[WORK ITEM] Set down all of the lines below exactly as they are given.

════════════════

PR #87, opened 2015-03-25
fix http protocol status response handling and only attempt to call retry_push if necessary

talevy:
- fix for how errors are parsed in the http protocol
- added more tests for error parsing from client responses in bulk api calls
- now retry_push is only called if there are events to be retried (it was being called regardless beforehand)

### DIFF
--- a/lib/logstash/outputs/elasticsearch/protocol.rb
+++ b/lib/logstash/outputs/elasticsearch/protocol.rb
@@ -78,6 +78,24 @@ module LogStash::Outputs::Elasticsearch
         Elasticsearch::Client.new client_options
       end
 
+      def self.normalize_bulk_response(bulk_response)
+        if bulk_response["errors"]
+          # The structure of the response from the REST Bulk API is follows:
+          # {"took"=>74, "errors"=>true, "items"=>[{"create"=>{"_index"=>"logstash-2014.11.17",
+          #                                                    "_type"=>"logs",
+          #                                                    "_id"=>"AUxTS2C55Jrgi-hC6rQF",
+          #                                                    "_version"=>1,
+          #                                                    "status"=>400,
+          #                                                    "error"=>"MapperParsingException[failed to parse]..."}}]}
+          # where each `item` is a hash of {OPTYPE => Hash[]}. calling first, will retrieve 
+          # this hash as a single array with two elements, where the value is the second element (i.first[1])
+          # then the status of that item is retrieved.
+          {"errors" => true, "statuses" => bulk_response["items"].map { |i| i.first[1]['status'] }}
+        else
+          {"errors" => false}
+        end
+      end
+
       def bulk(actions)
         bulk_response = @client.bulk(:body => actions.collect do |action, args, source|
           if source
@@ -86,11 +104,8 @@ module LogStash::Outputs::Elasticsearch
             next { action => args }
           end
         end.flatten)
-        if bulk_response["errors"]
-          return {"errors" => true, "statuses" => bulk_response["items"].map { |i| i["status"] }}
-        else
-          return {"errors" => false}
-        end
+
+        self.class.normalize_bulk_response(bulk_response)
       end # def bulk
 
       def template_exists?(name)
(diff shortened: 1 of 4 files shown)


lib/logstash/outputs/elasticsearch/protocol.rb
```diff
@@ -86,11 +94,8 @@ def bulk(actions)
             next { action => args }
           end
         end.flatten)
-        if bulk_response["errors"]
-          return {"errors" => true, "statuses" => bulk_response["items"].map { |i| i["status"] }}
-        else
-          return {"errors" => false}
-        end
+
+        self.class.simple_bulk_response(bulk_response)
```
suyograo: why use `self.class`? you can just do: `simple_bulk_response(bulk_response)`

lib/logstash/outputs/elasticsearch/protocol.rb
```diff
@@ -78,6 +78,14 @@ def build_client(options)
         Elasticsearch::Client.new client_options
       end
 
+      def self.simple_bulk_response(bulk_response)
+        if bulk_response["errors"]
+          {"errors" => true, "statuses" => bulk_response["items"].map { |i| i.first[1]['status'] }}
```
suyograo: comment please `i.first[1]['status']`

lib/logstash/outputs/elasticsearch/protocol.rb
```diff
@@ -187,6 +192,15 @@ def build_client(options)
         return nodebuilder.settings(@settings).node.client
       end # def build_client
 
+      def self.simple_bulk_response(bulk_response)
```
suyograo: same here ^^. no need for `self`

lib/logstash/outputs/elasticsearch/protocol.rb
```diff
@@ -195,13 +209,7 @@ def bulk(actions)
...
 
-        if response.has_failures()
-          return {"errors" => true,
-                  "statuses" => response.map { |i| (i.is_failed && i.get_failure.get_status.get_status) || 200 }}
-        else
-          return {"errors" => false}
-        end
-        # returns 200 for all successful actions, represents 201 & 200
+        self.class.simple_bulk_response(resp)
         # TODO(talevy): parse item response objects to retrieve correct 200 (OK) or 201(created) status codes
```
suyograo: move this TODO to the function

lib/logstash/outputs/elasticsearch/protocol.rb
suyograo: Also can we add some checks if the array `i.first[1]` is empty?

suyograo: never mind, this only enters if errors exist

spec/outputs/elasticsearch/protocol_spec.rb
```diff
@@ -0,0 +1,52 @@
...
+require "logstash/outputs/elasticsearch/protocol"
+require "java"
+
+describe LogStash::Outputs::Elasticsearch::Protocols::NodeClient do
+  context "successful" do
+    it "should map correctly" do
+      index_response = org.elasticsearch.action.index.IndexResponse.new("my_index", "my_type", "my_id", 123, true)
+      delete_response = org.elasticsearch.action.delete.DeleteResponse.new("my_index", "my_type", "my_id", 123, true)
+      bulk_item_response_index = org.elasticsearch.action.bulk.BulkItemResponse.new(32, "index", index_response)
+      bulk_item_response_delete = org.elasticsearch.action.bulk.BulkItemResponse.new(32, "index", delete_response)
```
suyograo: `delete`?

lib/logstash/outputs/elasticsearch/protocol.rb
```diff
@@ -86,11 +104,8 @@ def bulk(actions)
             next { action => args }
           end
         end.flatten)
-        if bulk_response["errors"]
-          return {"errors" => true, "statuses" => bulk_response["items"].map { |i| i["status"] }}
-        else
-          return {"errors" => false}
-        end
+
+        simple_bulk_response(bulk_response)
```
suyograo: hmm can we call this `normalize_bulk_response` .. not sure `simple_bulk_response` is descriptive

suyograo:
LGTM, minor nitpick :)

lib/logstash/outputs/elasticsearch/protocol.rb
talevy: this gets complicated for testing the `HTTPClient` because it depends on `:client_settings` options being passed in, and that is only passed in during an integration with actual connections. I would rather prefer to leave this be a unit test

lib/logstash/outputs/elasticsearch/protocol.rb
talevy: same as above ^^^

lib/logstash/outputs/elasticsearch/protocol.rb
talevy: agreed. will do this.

════════════════

[WRITTEN REPLY]
PR #87, opened 2015-03-25
fix http protocol status response handling and only attempt to call retry_push if necessary

talevy:
- fix for how errors are parsed in the http protocol
- added more tests for error parsing from client responses in bulk api calls
- now retry_push is only called if there are events to be retried (it was being called regardless beforehand)

### DIFF
--- a/lib/logstash/outputs/elasticsearch/protocol.rb
+++ b/lib/logstash/outputs/elasticsearch/protocol.rb
@@ -78,6 +78,24 @@ module LogStash::Outputs::Elasticsearch
         Elasticsearch::Client.new client_options
       end
 
+      def self.normalize_bulk_response(bulk_response)
+        if bulk_response["errors"]
+          # The structure of the response from the REST Bulk API is follows:
+          # {"took"=>74, "errors"=>true, "items"=>[{"create"=>{"_index"=>"logstash-2014.11.17",
+          #                                                    "_type"=>"logs",
+          #                                                    "_id"=>"AUxTS2C55Jrgi-hC6rQF",
+          #                                                    "_version"=>1,
+          #                                                    "status"=>400,
+          #                                                    "error"=>"MapperParsingException[failed to parse]..."}}]}
+          # where each `item` is a hash of {OPTYPE => Hash[]}. calling first, will retrieve 
+          # this hash as a single array with two elements, where the value is the second element (i.first[1])
+          # then the status of that item is retrieved.
+          {"errors" => true, "statuses" => bulk_response["items"].map { |i| i.first[1]['status'] }}
+        else
+          {"errors" => false}
+        end
+      end
+
       def bulk(actions)
         bulk_response = @client.bulk(:body => actions.collect do |action, args, source|
           if source
@@ -86,11 +104,8 @@ module LogStash::Outputs::Elasticsearch
             next { action => args }
           end
         end.flatten)
-        if bulk_response["errors"]
-          return {"errors" => true, "statuses" => bulk_response["items"].map { |i| i["status"] }}
-        else
-          return {"errors" => false}
-        end
+
+        self.class.normalize_bulk_response(bulk_response)
       end # def bulk
 
       def template_exists?(name)
(diff shortened: 1 of 4 files shown)


lib/logstash/outputs/elasticsearch/protocol.rb
```diff
@@ -86,11 +94,8 @@ def bulk(actions)
             next { action => args }
           end
         end.flatten)
-        if bulk_response["errors"]
-          return {"errors" => true, "statuses" => bulk_response["items"].map { |i| i["status"] }}
-        else
-          return {"errors" => false}
-        end
+
+        self.class.simple_bulk_response(bulk_response)
```
suyograo: why use `self.class`? you can just do: `simple_bulk_response(bulk_response)`

lib/logstash/outputs/elasticsearch/protocol.rb
```diff
@@ -78,6 +78,14 @@ def build_client(options)
         Elasticsearch::Client.new client_options
       end
 
+      def self.simple_bulk_response(bulk_response)
+        if bulk_response["errors"]
+          {"errors" => true, "statuses" => bulk_response["items"].map { |i| i.first[1]['status'] }}
```
suyograo: comment please `i.first[1]['status']`

lib/logstash/outputs/elasticsearch/protocol.rb
```diff
@@ -187,6 +192,15 @@ def build_client(options)
         return nodebuilder.settings(@settings).node.client
       end # def build_client
 
+      def self.simple_bulk_response(bulk_response)
```
suyograo: same here ^^. no need for `self`

lib/logstash/outputs/elasticsearch/protocol.rb
```diff
@@ -195,13 +209,7 @@ def bulk(actions)
...
 
-        if response.has_failures()
-          return {"errors" => true,
-                  "statuses" => response.map { |i| (i.is_failed && i.get_failure.get_status.get_status) || 200 }}
-        else
-          return {"errors" => false}
-        end
-        # returns 200 for all successful actions, represents 201 & 200
+        self.class.simple_bulk_response(resp)
         # TODO(talevy): parse item response objects to retrieve correct 200 (OK) or 201(created) status codes
```
suyograo: move this TODO to the function

lib/logstash/outputs/elasticsearch/protocol.rb
suyograo: Also can we add some checks if the array `i.first[1]` is empty?

suyograo: never mind, this only enters if errors exist

spec/outputs/elasticsearch/protocol_spec.rb
```diff
@@ -0,0 +1,52 @@
...
+require "logstash/outputs/elasticsearch/protocol"
+require "java"
+
+describe LogStash::Outputs::Elasticsearch::Protocols::NodeClient do
+  context "successful" do
+    it "should map correctly" do
+      index_response = org.elasticsearch.action.index.IndexResponse.new("my_index", "my_type", "my_id", 123, true)
+      delete_response = org.elasticsearch.action.delete.DeleteResponse.new("my_index", "my_type", "my_id", 123, true)
+      bulk_item_response_index = org.elasticsearch.action.bulk.BulkItemResponse.new(32, "index", index_response)
+      bulk_item_response_delete = org.elasticsearch.action.bulk.BulkItemResponse.new(32, "index", delete_response)
```
suyograo: `delete`?

lib/logstash/outputs/elasticsearch/protocol.rb
```diff
@@ -86,11 +104,8 @@ def bulk(actions)
             next { action => args }
           end
         end.flatten)
-        if bulk_response["errors"]
-          return {"errors" => true, "statuses" => bulk_response["items"].map { |i| i["status"] }}
-        else
-          return {"errors" => false}
-        end
+
+        simple_bulk_response(bulk_response)
```
suyograo: hmm can we call this `normalize_bulk_response` .. not sure `simple_bulk_response` is descriptive

suyograo:
LGTM, minor nitpick :)

lib/logstash/outputs/elasticsearch/protocol.rb
talevy: this gets complicated for testing the `HTTPClient` because it depends on `:client_settings` options being passed in, and that is only passed in during an integration with actual connections. I would rather prefer to leave this be a unit test

lib/logstash/outputs/elasticsearch/protocol.rb
talevy: same as above ^^^

lib/logstash/outputs/elasticsearch/protocol.rb
talevy: agreed. will do this.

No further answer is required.